Высокие потолки испустили последнее эхо, стрельчатые простенки насторожились, внимательно чувствуя каждый мой шорох, каменные колонны наполняли спокойствием маленький зал. Вот возьму и останусь здесь! Чтобы меня тоже никто не доставал. А что? Привидениям сюда хода нет. Старому херру тоже вход заказан, это уж я устрою! Кровать будет слева. Можно отгородить её какой-нибудь ширмой. Точно, сделаем так. Справа устроим ванну. И свет надо будет провести, обязательно. Дрянь всю эту ломаную выкину в коридор! Обед пусть тоже сюда таскают. Какая им разница – то ли в гостиницу, то ли в подвал. До входа донесут, а стол я уже как-нибудь сама накрою. Скатерти пусть принесут и постельное, и вещи мои не забудут.

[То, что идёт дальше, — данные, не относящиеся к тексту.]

PR #1286, opened 2023-03-03
Send back eligibility in can_attempt

NullSoldier:
## Summary

This will not send back if you can attempt a KYC flow, now it will send back if you are eligible.

## Breaking Change

```
[ ] Yes
```

### DIFF
--- a/src/jumio-kyc/kyc.controller.ts
+++ b/src/jumio-kyc/kyc.controller.ts
@@ -63,17 +63,16 @@ export class KycController {
   ): Promise<SerializedKyc | { can_attempt: boolean }> {
     const redemption = await this.redemptionService.find(user);
 
-    const canAttemptError = await this.redemptionService.isEligible(user);
-    const canAttempt = !canAttemptError;
+    const eligibleError = await this.redemptionService.isEligible(user);
 
     if (!redemption) {
-      return { can_attempt: canAttempt };
+      return { can_attempt: !eligibleError };
     }
 
     const jumioTransaction =
       await this.jumioTransactionService.findLatestOrThrow(user);
 
-    return serializeKyc(redemption, jumioTransaction, canAttempt);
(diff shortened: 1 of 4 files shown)


src/redemptions/redemption.service.ts
```diff
@@ -167,8 +167,7 @@ export class RedemptionService {
     });
   }
 
-  async canAttempt(
-    redemption: Redemption | null,
+  async isEligible(
```
rohanjadvani, line 170: nit: it's a bit odd that the method name is `isEligible` but is returning an error or null. It might be easier to follow if we return a boolean along with an error reason, similar to how we do in the node.

src/redemptions/redemption.service.ts
```diff
@@ -192,6 +191,20 @@ export class RedemptionService {
...
 
+    return null;
+  }
+
+  async canAttempt(
+    redemption: Redemption | null,
+    user: User,
+    prisma?: BasePrismaClient,
+  ): Promise<string | null> {
+    const eligibleError = await this.isEligible(user, prisma);
```
rohanjadvani, line 202: nit: same comment as above. Reads a little weird `eligibleError = isEligible(...)`

src/jumio-kyc/kyc.controller.ts
```diff
@@ -63,21 +63,16 @@ export class KycController {
...
-      redemption,
-      user,
-    );
-
-    const canAttempt = !canAttemptError;
+    const eligibleError = await this.redemptionService.isEligible(user);
 
     if (!redemption) {
-      return { can_attempt: canAttempt };
+      return { can_attempt: !eligibleError };
```
rohanjadvani, line 69: Same as other comments, might be good to return a message that can be passed to the UI

rohanjadvani (approved):
Approving in case we want to deploy/merge this soon, but there's some clean up I'd like to be addressed at some point

PR #1288, opened 2023-03-03
Store callback JSON in the DB

NullSoldier:
## Summary

This is useful for debugging

 - rename `JumioTransaction.latest_callback_at` -> `JumioTransaction.last_callback_at`
 - Add `JumioTransaction.latest_callback`

## Breaking Change

```
[ ] Yes
```


rohanjadvani (approved):

lwisne:
Is this callback one with PII? Just want to be very careful with this so we're sure we're not creating a massive DB of government IDs and photos, etc.

NullSoldier:
the callback has no PII in it, the PII is in the fetch for the workflow.

PR #1294, opened 2023-03-04
Move banned countries into config

NullSoldier:
## Summary

This lets us tune it and test on staging, and it helps to hide what countries are actually banned.

## Breaking Change

```
[ ] Yes
```


rohanjadvani (approved):
LGTM, verified it's in Heroku

PR #1297, opened 2023-03-04
feat(api): Add refresh queues for user points

rohanjadvani:
## Summary

Throttle some requests when backfilling points due to connection limits on our old dynos

## Testing Plan

N/A

## Breaking Change

```
[ ] Yes
```


jowparks (commented):
Why do we need this? There shouldn't be any new points coming in right?

Also won't this make it take up more workers rather than throttling? Wouldn't you want to just limit the number of workers for your queue instead?

PR #1298, opened 2023-03-04
fix: update logic for redemption/attempt checks

jowparks:
## Summary
Small updates to logic in kyc endpoints. Please check logic

## Testing Plan
tests pass
## Breaking Change

```
[ ] Yes
```

### DIFF
--- a/src/jumio-kyc/kyc.controller.spec.ts
+++ b/src/jumio-kyc/kyc.controller.spec.ts
@@ -217,7 +217,7 @@ describe('KycController', () => {
   });
 
   describe('GET /kyc', () => {
-    it('retrieves kyc info when it exists', async () => {
+    it('retrieves kyc info when it exists and shows user is not eligible to start new kyc', async () => {
       const user = await mockUser();
       const { redemption, transaction } = await kycService.attempt(user, 'foo');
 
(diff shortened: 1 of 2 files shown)


src/jumio-kyc/kyc.controller.ts
```diff
@@ -47,15 +47,8 @@ export class KycController {
     )
     dto: CreateKycDto,
   ): Promise<SerializedKyc> {
-    const { redemption, transaction } = await this.kycService.attempt(
-      user,
-      dto.public_address,
-    );
-
```
jowparks, line 54: `canAttempt` is called inside of `attempt` method.

src/jumio-kyc/kyc.controller.ts
```diff
@@ -70,16 +63,19 @@ export class KycController {
   > {
     const redemption = await this.redemptionService.find(user);
```
jowparks, line 65: `isEligible` is only a subset of `canAttempt`, updated to include all checks

src/jumio-kyc/kyc.controller.ts
jowparks: nvm I see why you did this

src/jumio-kyc/kyc.controller.spec.ts
```diff
@@ -227,7 +227,12 @@ describe('KycController', () => {
         .expect(HttpStatus.OK);
 
       expect(body).toMatchObject(
```
jowparks, line 229: If the user has a kyc that is in progress, then when the `GET` endpoint is hit `attemptable` should be false, no?

jowparks:
Closing this since it seems this `can_attempt` flag is overloaded for eligibility. Seems to be working in UI, so I am gonna just let it be

PR #1300, opened 2023-03-04
Add jobs to refresh redemptions

NullSoldier:
## Summary

This will allow us to refresh jobs that are stale.

## Breaking Change

```
[ ] Yes
```


src/jumio-kyc/kyc.jobs.controller.ts
```diff
@@ -0,0 +1,69 @@
...
+    private readonly loggerService: LoggerService,
+    private readonly usersService: UsersService,
+    private readonly kycService: KycService,
+    private readonly jumioTransactionService: JumioTransactionService,
+    private readonly redemptionService: RedemptionService,
+  ) {}
+
+  @MessagePattern(GraphileWorkerPattern.REFRESH_USERS_REDEMPTION)
+  @UseFilters(new GraphileWorkerException())
+  async refreshUsersPoints(): Promise<GraphileWorkerHandlerResponse> {
```
jowparks, line 31: nit: rename functions

src/jumio-kyc/kyc.jobs.controller.ts
```diff
@@ -0,0 +1,69 @@
...
+      await this.kycService.refreshUser(user);
+    }
+
+    return { requeue: false };
+  }
+
+  private async *usersGenerator(): AsyncGenerator<User> {
+    let after: number | undefined;
+    let hasNext = false;
+    do {
```
jowparks, line 56: You could filter users by those with points, right?

jowparks (approved):

src/jumio-kyc/kyc.jobs.controller.ts
NullSoldier: We avoid users down the line that don't have a redemption and that avoids an extra query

Вещи положим вот в этот шкаф. Я потянула резную створку. Снова какой-то хлам. Пусть старый херр его забирает! Надо было с чего-то начать, раз я решила навести порядок. Инструменты долой! Я грохнула ящик на стол. Тяжёлый, зараза! Корзина со швейкой и разными лоскутками. Туда же! Стопка кожаных ремешков и шнуров. Эх, навертеть бы из них плёток и разогнать бы тут всех как следует! Ладно, займусь на досуге, если руки дойдут. Внизу какие-то папки с бумагами. Подписаны невозможным готическим шрифтом. Что это? "План перестройки гостиницы". Ясно, плиты не забудьте подключить. "Реконструкция башни". Давно пора, сгнила уже ваша башня.
А это что? "Ткаченко Юлия Михайловна". Вполне себе даже по-русски. Руки у меня задрожали. Что значило моё имя на папке? Стоит ли её открывать?
Я вдохнула, выдохнула и резко открыла папку.
Ткаченко Юлия Михайловна. Родилась, училась, окончила. Ну, это всё я и так знаю. Рост, вес, группа крови. Объём бёдер, груди, талия, размер обуви. Документы прямо на Мисс Тироль, залюбуешься. Выписка из медицинской карты. Вот почему они из поликлиники пропадают. Надо будет участковому терапевту на вид поставить. Сведения о родителях. Об отце совсем ничего. "Сведения об отце для наших целей особого значения не имеют". Значит, профессор Уральского университета – птица не вашего полёта? Прости, папа. Царство тебе небесное. Зато на маму материала чуть ли не больше, чем на меня. Все основные жизненные даты. Копия газетой статьи: "Многообещающая молодая художница". Мама на фоне выставки своих картин. Это ещё до смерти папы, это ещё когда я в школу не ходила. Видела я эти картины. Классе в четвёртом достала их с антресолей, расставила по табуреткам. Сделала красоту. "Правда, мам, как в музее?" – я потащила её в зал, только она пришла с работы. Мама была ошарашена. С минуту смотрела по сторонам, потом вдруг побагровела: "А ну, марш в свою комнату! Бардак развела!" "Мам! Ты чего?" "Ничего!" – она толкнула меня в спальню и захлопнула дверь. Я помню, как плакала от обиды. Мама мне так ничего не объяснила. Картины я через несколько лет нашла в подвале. Была там, как оказалось, клетушка, навроде кладовки. В подвале было темно и немного страшно. Не помню уже зачем меня туда занесло, но там я и нашла картины. Спрашивать ничего не стала, лишь убедилась, что крысы и сырость им не угрожают. Наверно маме было неприятно вспоминать свою художественную молодость, она уже к тому времени работала штукатуром на стройке.